I'm looking into my crystal ball and foreseeing quite a variety of answers to this....

Namaste, Tara


----------



## alegna (Jan 14, 2003)

I was back in my old clothes maybe a month after? But I lost the weight fast. I was basically down to pre-pregnancy weight 2 weeks after.

I gained 25lbs total fwiw

-Angela


----------



## 1babysmom (May 22, 2006)

Well, the comparison will depend since we all grow and shrink at different rates (i.e. some people are huge by 20 weeks into the pregnancy, while others may not even be showing yet).

I took pictures every week throughout my pregnancy, then took one every 5 days PP. At 5 days PP, I was about as big as when I was around 24 weeks pg (I didn't REALLY start showing until 18 weeks or so). By 10 days PP, I was pretty much flat tummied again when I tightened my abs...but relaxed belly meant flabby belly.

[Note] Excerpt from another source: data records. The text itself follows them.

PR #1721, opened 2021-11-17
removing hiredis warning

chayim:


pcmoritz:
Would it also make sense to remove the warning in https://github.com/redis/redis-py/pull/1721/files#diff-45b6ba995a827b484d3ef97cb806d336bf058ff9678b04cf371200ea53e584d0L76 ? We have been running into problems with hiredis on Apple Silicon (M1) and Windows, so for us it is preferable to run the redis module without hiredis.

PR #1737, opened 2021-11-22
Fixing read race condition during pubsub

### LINKED ISSUE #1720: Race condition in handling health checks for pub-sub

### LINKED ISSUE #1740: Another race condition in health checks and pubsub
**Version**: redis-py 4.0.2, Redis 6.2.6. Also reproduces with #1733 or #1737 applied.

**Platform**: Python 3.8, Ubuntu 20.04

**Description**: This is somewhat similar to #1720, but different. If `get_message` is called between issuing an UNSUBSCRIBE command that removes that last subscription, and getting the unsubscribe message back, and `parse_response` decides it needs to do a health check, then the reply to the health check is mis-interpreted. This is because redis responds differently to PING depending on whether there are active subscriptions or not, and `parse_response` only recognises the one form.

aioredis has the [same bug](https://github.com/aio-libs/aioredis-py/issues/1206), and the [fix](https://github.com/aio-libs/aioredis-py/pull/1207) (recognise both possible responses) would probably work for redis-py too.

Code to reproduce the issue (it's a race condition so might not work every time, but it's been reliable for me). Depends on a redis server on localhost:
```python
#!/usr/bin/env python3

import threading
import time

import redis


def poll(ps, event):
    print(ps.get_message(timeout=5))
    event.wait()
    while True:
        message = ps.get_message(timeout=5)
        if message is not None:
            print(message)
        else:
            break


def main():
    r = redis.Redis.from_url("redis://localhost", health_check_interval=1)
    ps = r.pubsub()
    ps.subscribe("foo")

    event = threading.Event()
    poller = threading.Thread(target=poll, args=(ps, event))
    poller.start()

    time.sleep(2)
    event.set()
    ps.unsubscribe("foo")
    poller.join()


main()
```

It subscribes, then waits 2 seconds (to make the health check interval kick in), then races to call `get_message` and `unsubscribe`.

Output:
```
{'type': 'subscribe', 'pattern': None, 'channel': b'foo', 'data': 1}
{'type': 'unsubscribe', 'pattern': None, 'channel': b'foo', 'data': 0}
{'type': 114, 'pattern': None, 'channel': 101, 'data': 100}
```

The last line is the problem. It's caused by trying to treat a byte string (b"redis-py-health-check") as a list and selecting elements from it (114, 101, 100 are the ASCII codes for 'r', 'e', 'd').

barshaul:
### Pull Request check-list

- [X ] Does `$ tox` pass with this change (including linting)?
- [X ] Is the new or changed code fully tested?

### Description of change

closes #1720 
closes #1740 
closes #1733 

Another implementation to #1720 (first impl: #1733)
In this PR i'm adding an option to call pubsub's method get_message() without subscribing first.
If get_message is called and no channel/pattern is subscribed, the method will return None without trying to read from the connection.
When timeout is passed and no channels are yet subscribed, the get_message() function will wait for the first to arrive - either a subscription has been made or the time has expired.

### DIFF
--- a/redis/client.py
+++ b/redis/client.py
@@ -1276,6 +1276,7 @@ class PubSub:
         self.shard_hint = shard_hint
         self.ignore_subscribe_messages = ignore_subscribe_messages
         self.connection = None
+        self.subscribed_event = threading.Event()
         # we need to know the encoding options for this connection in order
         # to lookup channel and pattern names for callback handlers.
         self.encoder = encoder
@@ -1315,6 +1316,7 @@ class PubSub:
         self.pending_unsubscribe_channels = set()
         self.patterns = {}
         self.pending_unsubscribe_patterns = set()
+        self.subscribed_event.clear()
 
     def close(self):
         self.reset()
@@ -1340,7 +1342,7 @@ class PubSub:
     @property
     def subscribed(self):
         "Indicates if there are subscriptions to any channels or patterns"
-        return bool(self.channels or self.patterns)
+        return self.subscribed_event.is_set()
 
     def execute_command(self, *args):
         "Execute a publish/subscribe command"
@@ -1443,6 +1445,9 @@ class PubSub:
         # for the reconnection.
         new_patterns = self._normalize_keys(new_patterns)
         self.patterns.update(new_patterns)
+        if not self.subscribed:
+            # Set the subscribed_event flag to True
+            self.subscribed_event.set()
         self.pending_unsubscribe_patterns.difference_update(new_patterns)
         return ret_val
 
@@ -1477,6 +1482,9 @@ class PubSub:
         # for the reconnection.
         new_channels = self._normalize_keys(new_channels)
         self.channels.update(new_channels)
+        if not self.subscribed:
+            # Set the subscribed_event flag to True
+            self.subscribed_event.set()
         self.pending_unsubscribe_channels.difference_update(new_channels)
         return ret_val
 
@@ -1508,29 +1516,24 @@ class PubSub:
         before returning. Timeout should be specified as a floating point
         number.
         """
-        if not self.subscribed and \
-                self.wait_for_subscription(timeout) is False:
-            # The connection isn't subscribed to any channels or patterns, so
-            # no messages are available
-            return None
+        if not self.subscribed:
+            # Wait for subscription
+            deadline = time.time() + timeout
+            if self.subscribed_event.wait(timeout) is True:
+                # The connection was subscribed during the timeout frametime.
+                # The timeout should be adjusted for the time spent waiting
+                # for subscription
+                time_spent = deadline - time.time()
+                timeout = timeout - time_spent
+            else:
+                # The connection isn't subscribed to any channels or patterns,
+                # so no messages are available
+                return None
 
         response = self.parse_response(block=False, timeout=timeout)
         if response:
             return self.handle_message(response, ignore_subscribe_messages)
         return None
-
-    def wait_for_subscription(self, timeout, period=0.25):
-        """
-        Wait until this pubsub connection has been subscribed.
-        Return True if the connection was subscribed during the timeout
-        frametime. Otherwise, return False.
-        """
-        mustend = time.time() + timeout
-        while time.time() < mustend:
-            if self.subscribed:
-                return True
-            time.sleep(period)
-        return False
 
     def ping(self, message=None):
         """
@@ -1580,6 +1583,10 @@ class PubSub:
                 if channel in self.pending_unsubscribe_channels:
                     self.pending_unsubscribe_channels.remove(channel)
                     self.channels.pop(channel, None)
+            if not self.channels and not self.patterns:
+                # There are no subscriptions anymore, set subscribed_event flag
+                # to false
+                self.subscribed_event.clear()
 
         if message_type in self.PUBLISH_MESSAGE_TYPES:
             # if there's a message handler, invoke it
--- a/redis/client.py
+++ b/redis/client.py
@@ -1366,7 +1366,6 @@ class PubSub:
             self.clean_health_check_responses()
         self._execute(connection, connection.send_command, *args, **kwargs)
 
-
     def clean_health_check_responses(self):
         """
         If any health check responses are present, clean them
--- a/redis/client.py
+++ b/redis/client.py
@@ -1480,6 +1480,8 @@ class PubSub:
         if not self.subscribed:
             # Set the subscribed_event flag to True
             self.subscribed_event.set()
+            # Clear the health check counter
+            self.health_check_response_counter = 0
         self.pending_unsubscribe_patterns.difference_update(new_patterns)
         return ret_val
 
@@ -1517,6 +1519,8 @@ class PubSub:
         if not self.subscribed:
             # Set the subscribed_event flag to True
             self.subscribed_event.set()
+            # Clear the health check counter
+            self.health_check_response_counter = 0
         self.pending_unsubscribe_channels.difference_update(new_channels)
         return ret_val
 
--- a/redis/client.py
+++ b/redis/client.py
@@ -1362,7 +1362,21 @@ class PubSub:
             self.connection.register_connect_callback(self.on_connect)
         connection = self.connection
         kwargs = {"check_health": not self.subscribed}
+        if not self.subscribed:
+            self.clean_health_check_responses()
         self._execute(connection, connection.send_command, *args, **kwargs)
+
+
+    def clean_health_check_responses(self):
+        """
+        If any health check responses are present, clean them
+        """
+        conn = self.connection
+        while self._execute(conn, conn.can_read, timeout=0):
+            response = self._execute(conn, conn.read_response)
+            if not self.is_health_check_response(response):
+                raise PubSubError('A non health check response was cleaned by '
+                                  'execute_command: {0}'.format(response))
 
     def _disconnect_raise_connect(self, conn, error):
         """
@@ -1403,17 +1417,21 @@ class PubSub:
             return None
         response = self._execute(conn, conn.read_response)
 
-        if conn.health_check_interval and \
-                response in [
-                self.health_check_response,  # If there was a subscription
-                self.health_check_response_b  # If there wasn't
-                ]:
-            # If there are no subscriptions redis responds to PING command with
-            # a bulk response, instead of a multi-bulk with "pong" and the
-            # response.
+        if self.is_health_check_response(response):
             # ignore the health check message as user might not expect it
             return None
         return response
+
+    def is_health_check_response(self, response):
+        """
+        Check if the response is a health check response.
+        If there are no subscriptions redis responds to PING command with a
+        bulk response, instead of a multi-bulk with "pong" and the response.
+        """
+        return response in [
+                self.health_check_response,  # If there was a subscription
+                self.health_check_response_b  # If there wasn't
+                ]
 
     def check_health(self):
         conn = self.connection
@@ -1529,11 +1547,11 @@ class PubSub:
             # Wait for subscription
             start_time = time.time()
             if self.subscribed_event.wait(timeout) is True:
-                # The connection was subscribed during the timeout frametime.
+                # The connection was subscribed during the timeout time frame.
                 # The timeout should be adjusted based on the time spent
                 # waiting for the subscription
                 time_spent = time.time() - start_time
-                timeout = timeout - time_spent
+                timeout = max(0.0, timeout - time_spent)
             else:
                 # The connection isn't subscribed to any channels or patterns,
                 # so no messages are available
--- a/redis/client.py
+++ b/redis/client.py
@@ -1508,10 +1508,29 @@ class PubSub:
         before returning. Timeout should be specified as a floating point
         number.
         """
+        if not self.subscribed and \
+                self.wait_for_subscription(timeout) is False:
+            # The connection isn't subscribed to any channels or patterns, so
+            # no messages are available
+            return None
+
         response = self.parse_response(block=False, timeout=timeout)
         if response:
             return self.handle_message(response, ignore_subscribe_messages)
         return None
+
+    def wait_for_subscription(self, timeout, period=0.25):
+        """
+        Wait until this pubsub connection has been subscribed.
+        Return True if the connection was subscribed during the timeout
+        frametime. Otherwise, return False.
+        """
+        mustend = time.time() + timeout
+        while time.time() < mustend:
+            if self.subscribed:
+                return True
+            time.sleep(period)
+        return False
 
     def ping(self, message=None):
         """
--- a/redis/client.py
+++ b/redis/client.py
@@ -1370,7 +1370,7 @@ class PubSub:
         ttl = 10
         conn = self.connection
         while self.health_check_response_counter > 0 and ttl > 0:
-            if self._execute(conn, conn.can_read, timeout=1):
+            if self._execute(conn, conn.can_read, timeout=conn.socket_timeout):
                 response = self._execute(conn, conn.read_response)
                 if self.is_health_check_response(response):
                     self.health_check_response_counter -= 1
--- a/redis/client.py
+++ b/redis/client.py
@@ -1282,15 +1282,11 @@ class PubSub:
         self.encoder = encoder
         if self.encoder is None:
             self.encoder = self.connection_pool.get_encoder()
-        self.health_check_response_b = self.encoder.encode(
-            self.HEALTH_CHECK_MESSAGE)
+        self.health_check_response_b = self.encoder.encode(self.HEALTH_CHECK_MESSAGE)
         if self.encoder.decode_responses:
             self.health_check_response = ["pong", self.HEALTH_CHECK_MESSAGE]
         else:
-            self.health_check_response = [
-                b"pong",
-                self.health_check_response_b
-            ]
+            self.health_check_response = [b"pong", self.health_check_response_b]
         self.reset()
 
     def __enter__(self):
@@ -1315,6 +1311,7 @@ class PubSub:
             self.connection_pool.release(self.connection)
             self.connection = None
         self.channels = {}
+        self.health_check_response_counter = 0
         self.pending_unsubscribe_channels = set()
         self.patterns = {}
         self.pending_unsubscribe_patterns = set()
@@ -1370,12 +1367,19 @@ class PubSub:
         """
         If any health check responses are present, clean them
         """
+        ttl = 10
         conn = self.connection
-        while self._execute(conn, conn.can_read, timeout=0):
-            response = self._execute(conn, conn.read_response)
-            if not self.is_health_check_response(response):
-                raise PubSubError('A non health check response was cleaned by '
-                                  'execute_command: {0}'.format(response))
+        while self.health_check_response_counter > 0 and ttl > 0:
+            if self._execute(conn, conn.can_read, timeout=1):
+                response = self._execute(conn, conn.read_response)
+                if self.is_health_check_response(response):
+                    self.health_check_response_counter -= 1
+                else:
+                    raise PubSubError(
+                        "A non health check response was cleaned by "
+                        "execute_command: {0}".format(response)
+                    )
+            ttl -= 1
 
     def _disconnect_raise_connect(self, conn, error):
         """
@@ -1418,6 +1422,7 @@ class PubSub:
 
         if self.is_health_check_response(response):
             # ignore the health check message as user might not expect it
+            self.health_check_response_counter -= 1
             return None
         return response
 
@@ -1428,9 +1433,9 @@ class PubSub:
         bulk response, instead of a multi-bulk with "pong" and the response.
         """
         return response in [
-                self.health_check_response,  # If there was a subscription
-                self.health_check_response_b  # If there wasn't
-                ]
+            self.health_check_response,  # If there was a subscription
+            self.health_check_response_b,  # If there wasn't
+        ]
 
     def check_health(self):
         conn = self.connection
@@ -1442,6 +1447,7 @@ class PubSub:
 
         if conn.health_check_interval and time.time() > conn.next_health_check:
             conn.send_command("PING", self.HEALTH_CHECK_MESSAGE, check_health=False)
+            self.health_check_response_counter += 1
 
     def _normalize_keys(self, data):
         """
--- a/redis/client.py
+++ b/redis/client.py
@@ -1518,12 +1518,12 @@ class PubSub:
         """
         if not self.subscribed:
             # Wait for subscription
-            deadline = time.time() + timeout
+            start_time = time.time()
             if self.subscribed_event.wait(timeout) is True:
                 # The connection was subscribed during the timeout frametime.
-                # The timeout should be adjusted for the time spent waiting
-                # for subscription
-                time_spent = deadline - time.time()
+                # The timeout should be adjusted based on the time spent
+                # waiting for the subscription
+                time_spent = time.time() - start_time
                 timeout = timeout - time_spent
             else:
                 # The connection isn't subscribed to any channels or patterns,
--- a/redis/client.py
+++ b/redis/client.py
@@ -1282,12 +1282,14 @@ class PubSub:
         self.encoder = encoder
         if self.encoder is None:
             self.encoder = self.connection_pool.get_encoder()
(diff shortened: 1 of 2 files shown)


bmerry:
Being able to start polling without making a subscription would be nice - I ran into this limitation recently (although in aioredis). 

An immediate problem I can see with this is that `get_message` can take double the timeout if it first waits just less than `timeout` for a subscription then another `timeout` for a message (plus another 0.25s because of the polling in wait_for_subscription).

I feel like this probably still has a race somewhere, because by the time `wait_for_subscription` returns, the main thread might already have asked to unsubscribe. It may be that works as long as some timing assumptions hold (e.g. round-trip time to the server is less than the health check interval) but breaks if the server suffers high latency. I'll poke at it some more and see if I can produce an explicit example.

bmerry:
Looking at it again, I think the race I was worried about can't happen - provided that there is just one thread calling (un)subscription functions ("main thread") and one thread using `get_message`/`listen` (poller thread). Here's my logic, in case anyone wants to double-check. I consider three possible states:
1. Subscribed: there are subscriptions. `self.subscribed` is true.
2. Semi-subscribed: we've issued UNSUBSCRIBE commands for all subscriptions, but not yet processed the responses. `self.subscribed` is true.
3. Unsubscribed: we've issued UNSUBSCRIBE commands for all subscriptions and processed the responses. `self.subscribed` is false.

When `get_message` passes the wait_for_subscribed` check, we're in either subscribed or semi-subscribed state. The main thread can trigger oscillations between these states, but cannot cause a transition to unsubscribed on its own (the poller thread does that in `handle_message` by processing the unsubscription response). So when `get_message` is reading the socket, we are guaranteed not to be in unsubscribed state. On the other hand, `execute_command` only runs the health check in unsubscribed state, and remains in that state for the duration of the health check.

I think there might still be a bug where `PubSub.check_health` can run in semi-subscribed state, but I'll file that separately if I manage to reproduce it.

redis/client.py
```diff
@@ -1411,11 +1411,30 @@ def get_message(self, ignore_subscribe_messages=False, timeout=0):
         before returning. Timeout should be specified as a floating point
         number.
         """
+        if not self.subscribed and \
+                self.wait_for_subscription(timeout) is False:
```
bmerry, line 1415:
```suggestion
                not self.wait_for_subscription(timeout):
```

redis/client.py
```diff
@@ -1411,11 +1411,30 @@ def get_message(self, ignore_subscribe_messages=False, timeout=0):
...
+            # The connection isn't subscribed to any channels or patterns, so
+            # no messages are available
+            return None
+
         response = self.parse_response(block=False, timeout=timeout)
```
bmerry, line 1420: Need to adjust the timeout for the time spent in `wait_for_subscription`.

redis/client.py
```diff
@@ -1411,11 +1411,30 @@ def get_message(self, ignore_subscribe_messages=False, timeout=0):
...
+        """
+        Wait until this pubsub connection has been subscribed.
+        Return True if the connection was subscribed during the timeout
+        frametime. Otherwise, return False.
+        """
+        mustend = time.time() + timeout
+        while time.time() < mustend:
+            if self.subscribed:
+                return True
+            time.sleep(period)
```
bmerry, line 1435: A `threading.Event` would be cleaner than polling.

redis/client.py
```diff
@@ -1411,11 +1411,30 @@ def get_message(self, ignore_subscribe_messages=False, timeout=0):
...
         return None
 
+    def wait_for_subscription(self, timeout, period=0.25):
+        """
+        Wait until this pubsub connection has been subscribed.
+        Return True if the connection was subscribed during the timeout
+        frametime. Otherwise, return False.
+        """
+        mustend = time.time() + timeout
+        while time.time() < mustend:
```
bmerry, line 1432: `must_end` would be a more readable name (a more standard alternative would be `deadline`).

redis/client.py
barshaul: changed

redis/client.py
barshaul: Changed it to threading.Event and got the wait_for_subscription function

redis/client.py
barshaul: Adjusted on the new commit

redis/client.py
```diff
@@ -1411,6 +1419,20 @@ def get_message(self, ignore_subscribe_messages=False, timeout=0):
...
         number.
         """
+        if not self.subscribed:
+            # Wait for subscription
+            deadline = time.time() + timeout
+            if self.subscribed_event.wait(timeout) is True:
+                # The connection was subscribed during the timeout frametime.
+                # The timeout should be adjusted for the time spent waiting
+                # for subscription
+                time_spent = deadline - time.time()
```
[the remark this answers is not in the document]
barshaul: woops, you're right. i'll change it

barshaul:
Using issue #1740 I found a bug in this fix:
```
#!/usr/bin/env python3

import threading
import time

from redis import Redis


def poll(ps, event=None):
    print(ps.get_message(timeout=5))
    event.wait()
    while True:
        message = ps.get_message(timeout=5)
        if message is not None:
            print(message)
        else:
            break

def main():
    r = Redis.from_url("redis://localhost", health_check_interval=1)
    ps = r.pubsub()
    ps.subscribe("foo")

    event = threading.Event()
    poller = threading.Thread(target=poll, args=(ps, event))
    poller.start()

    time.sleep(2)
    event.set()
    ps.unsubscribe("foo")
    time.sleep(1)
    ps.subscribe("foo")
    poller.join()

while True:
    main()

```

If UNSUBSCRIBE response is received before the PING response received: in this case get_message will poll the unsubscribe response, then it will change the subscribed_event flag to false, and then running get_message again will result in None until a new subscription is made.  However, in this phase, if we call subscribe again, we have the  b"redis-py-health-check" response queued to the socket, so, when we'll run the health check within the execute_command (since now self.subscribed == False), an error will occur: 
redis.exceptions.ConnectionError: Bad response from PING health check
because the response is  b"redis-py-health-check" . 
This issue can be fixed if we'll run the health check from the execute_command method only on the **first** command execution.

I will work on publishing a fix for both.

barshaul:
@bmerry A fix was added for #1740 and to the bug I mentioned in the comment above.

redis/client.py
```diff
@@ -1411,6 +1432,20 @@ def get_message(self, ignore_subscribe_messages=False, timeout=0):
         before returning. Timeout should be specified as a floating point
         number.
         """
+        if not self.subscribed:
+            # Wait for subscription
+            start_time = time.time()
+            if self.subscribed_event.wait(timeout) is True:
```
bmerry, line 1438:
```suggestion
            if self.subscribed_event.wait(timeout):
```

redis/client.py
```diff
@@ -1411,6 +1432,20 @@ def get_message(self, ignore_subscribe_messages=False, timeout=0):
...
+                # The connection was subscribed during the timeout frametime.
```
bmerry, line 1439: What is "frametime"? Do you mean "time frame"?

redis/client.py
```diff
@@ -1411,6 +1432,20 @@ def get_message(self, ignore_subscribe_messages=False, timeout=0):
...
+                # The timeout should be adjusted based on the time spent
+                # waiting for the subscription
+                time_spent = time.time() - start_time
+                timeout = timeout - time_spent
```
bmerry, line 1443: parse_response raises an error when given a negative timeout, which could occur if the event is set just as the timeout expires.
```suggestion
                timeout = max(0.0, timeout - time_spent)
```
Possibly this function should also raise if the initial timeout is negative, so that a negative timeout from the user has consistent behaviour regardless of whether there are subscriptions.

bmerry (commented):
I think the overall approach looks safe now, and I'm unable to crash it with my tests. I've made a suggestion that will fix a new timing-dependent crash.

It is unfortunate that the sequence [subscribe, get_message*, unsubscribe, sleep, subscribe] will no longer benefit from a health check on the later subscribe. In the application where I run into these issues, I have a wrapper class that keeps one permanent PubSub object around and uses it when it wants to wait for some message to be published.

redis/client.py
barshaul: yup. lol. changed

redis/client.py
barshaul: @chayim asked to make statements as explicit as possible

redis/client.py
barshaul: changed

barshaul:
Added a new solution so we could run more than one health check from execute_command.

clean_health_check_responses will be called from exeute_command, before sending the command or initiating a health check, only If (not self.subscribed).  
not self.subscribed can be true in two cases:
1. The first time we subscribe, then we know for sure that the socket is clean and clean_health_check_responses will immediately return
2. In case we subscribe->unsubscribe->subscribe. In this case, just after 'unsubscribed' was executed, there are two options:
    - get_messages() **didn't** execute a health check before pulling the 'unsubscribe' response. it only had the 'unsubscribe' response to pull, then it set is_subscribed to False. If 'subscribe' is being called **before** the 'unsubscribe' response was processed, then is_subscribe will be True, so execute_command will not try to clean the socket. If 'subscribe' is being called **after** the is_subscribed was set to False, execute_command will call clean_health_check_responses and immediately return - since the socket is empty (get_messages() haven't done a health check). Thus execute_command can perform a health check with no problems.
    - get_messages() **did** execute a health check before pulling the 'unsubscribe' response. In this case we have two options for the order of the responses in the socket: 
        1. the health check response is queued before the unsubscribe response. In this case, the health check response will be processed first and the PubSub.parse_response method will ignore it, then it will retrieve the unsubscribe response. 'subscribe' can now execute a health check with no issue. 
        2. the unsubscribe response queued before the health check response. then the get_message() will set is_subscribed event to False and stop pulling messages. so we will have the health check response left unread in the socket. In this stage, if subscribe is executed - self.subscribed is False, and therefore clean_health_check_responses will pull the health_check response and return. Then a health check can be issued by execute_command. 

I couldn't find a scenario in which we'll clean a response that isn't a health check response. However, I added exception throwing in case it did happen, to make debugging easier.
Please verify me and let me know what you think.

barshaul:
> Added a new solution so we could run more than one health check from execute_command.
> 
> clean_health_check_responses will be called from exeute_command, before sending the command or initiating a health check, only If (not self.subscribed). not self.subscribed can be true in two cases:
> 
> 1. The first time we subscribe, then we know for sure that the socket is clean and clean_health_check_responses will immediately return
> 2. In case we subscribe->unsubscribe->subscribe. In this case, just after 'unsubscribed' was executed, there are two options:
>    
>    * get_messages() **didn't** execute a health check before pulling the 'unsubscribe' response. it only had the 'unsubscribe' response to pull, then it set is_subscribed to False. If 'subscribe' is being called **before** the 'unsubscribe' response was processed, then is_subscribe will be True, so execute_command will not try to clean the socket. If 'subscribe' is being called **after** the is_subscribed was set to False, execute_command will call clean_health_check_responses and immediately return - since the socket is empty (get_messages() haven't done a health check). Thus execute_command can perform a health check with no problems.
>    * get_messages() **did** execute a health check before pulling the 'unsubscribe' response. In this case we have two options for the order of the responses in the socket:
>      
>      1. the health check response is queued before the unsubscribe response. In this case, the health check response will be processed first and the PubSub.parse_response method will ignore it, then it will retrieve the unsubscribe response. 'subscribe' can now execute a health check with no issue.
>      2. the unsubscribe response queued before the health check response. then the get_message() will set is_subscribed event to False and stop pulling messages. so we will have the health check response left unread in the socket. In this stage, if subscribe is executed - self.subscribed is False, and therefore clean_health_check_responses will pull the health_check response and return. Then a health check can be issued by execute_command.
> 
> I couldn't find a scenario in which we'll clean a response that isn't a health check response. However, I added exception throwing in case it did happen, to make debugging easier. @bmerry, Please verify me and let me know what you think.

@bmerry, @chayim  I would appreciate a look if you have time.

bmerry:
> @bmerry, @chayim I would appreciate a look if you have time.

I'll take a look now.

redis/client.py
```diff
@@ -1290,8 +1294,21 @@ def execute_command(self, *args):
...
+    def clean_health_check_responses(self):
+        """
+        If any health check responses are present, clean them
+        """
+        conn = self.connection
+        while self._execute(conn, conn.can_read, timeout=0):
+            response = self._execute(conn, conn.read_response)
+            if not self.is_health_check_response(response):
+                raise PubSubError('A non health check response was cleaned by '
+                                  'execute_command: {0}'.format(response))
```
bmerry, line 1310: The idea of this function worries me. It depends on the response arriving in the socket before the function is called. What if the connection is suffering from high latency and the health check response only arrives after this function returns?

What about keeping a counter of outstanding health checks? Increment it when issuing a health check, and decrement it when a response is received (some care might be required to distinguish the two types of health check). Then you will know how many responses need to be cleared out.

barshaul: @bmerry 
I added a health check response counter. I also added a TTL so we won't end up stuck in the cleanup loop if the health check response isn't received for some reason. 
I setup the ttl to 10 seconds (the timeout of each can_read() is 1 second*10 times).
What do you think of this approach?

redis/client.py
```diff
@@ -1358,8 +1359,28 @@ def execute_command(self, *args):
...
         self._execute(connection, connection.send_command, *args, **kwargs)
 
+    def clean_health_check_responses(self):
+        """
+        If any health check responses are present, clean them
+        """
+        ttl = 10
+        conn = self.connection
+        while self.health_check_response_counter > 0 and ttl > 0:
+            if self._execute(conn, conn.can_read, timeout=1):
```
bmerry, line 1373: Should this rather use the `socket_timeout`?

redis/client.py
```diff
@@ -1443,6 +1477,11 @@ def psubscribe(self, *args, **kwargs):
         # for the reconnection.
         new_patterns = self._normalize_keys(new_patterns)
         self.patterns.update(new_patterns)
+        if not self.subscribed:
+            # Set the subscribed_event flag to True
+            self.subscribed_event.set()
+            # Clear the health check counter
+            self.health_check_response_counter = 0
```
bmerry, line 1484: Should this be done at the end of `clean_health_check_response`?

bmerry (commented):
I think the design looks good now. Unfortunately I need to get my own work all sorted out before I go on holiday later this week, so I won't have time to thoroughly test this or to do further reviewing.

redis/client.py
```diff
@@ -1358,8 +1359,28 @@ def execute_command(self, *args):
             self.connection.register_connect_callback(self.on_connect)
         connection = self.connection
         kwargs = {"check_health": not self.subscribed}
+        if not self.subscribed:
```
chayim, line 1362:
```
if self.subscribed is False
```

redis/client.py
chayim: Agreed.

chayim (changes requested):
Using the existing socket timeout throughout?

redis/client.py
barshaul: I don't want to put it there because the following scenario is possible:
1. p.subscribe("foo")
2. health check is performed
3. p.unsubscribe("foo")
4. a health check response still hasn't received
5. p.unsuscribe("foo") 
6. clean_health_check_response is being called by the unsubscribe command, the health check  response hasn't arrived yet and it exists the loop due to ttl runs-out
7. the health check response only now received 
8. p.subscribe() is being called - self.subscribed is still False so a health check will be performed and we should clean the existing health check response before we continue. 
9. If we add 'clean_health_check_response=0' at the end of clean_health_check, we will clean the counter in step 6, so we won't be able to clean the socket from the response on step 8.

redis/client.py
barshaul: changed

chayim (approved):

At least my belly button flab, anyway! Then by 20 days I had my pre-pg tummy (well, aside from the perma-flab, but that's not really noticable...oh yeah, and the stretch marks LOL) But my hips didn't go back to somewhat like they were before until a few months, so even though I was as thin as I was pre-pg, I still couldn't fit into my pre-pg pants well until then.

I gained 42 lbs during the pregnancy and lost 32 by 2 weeks PP and the rest by 2 months PP. I guess I owe it to BF'ing because I didn't do anything else.


----------



## tessamami (Mar 11, 2002)

if you ever had a flat tummy, you may or may not ever get it flat again. And then again you might. I'd take it easy, and take it as it comes. You had a baby recently, and it's like 9 months up, and 9 months down. For me, I lost the weight about 15 months after, or just a bit more. I never had a flat stomach to begin with, always had a bump. The skin on my belly is a bit looser, but no visible scarring.

Recently I dropped a little weight, and now my tummy is a little smaller, so there is always hope, if you want to work on it. I'm not doing an exercise program, but when I return to swimming and dance, I'm sure that I'll see some improvement. I've had 2 babies, and my youngest is 6 years old.

There are so many factors, like whether you had a vaginal birth, or a cesearean birth, the tummy you started with, and what your weight was when you began. Some women seem to suffer from separated muscles, there are special excercises for this.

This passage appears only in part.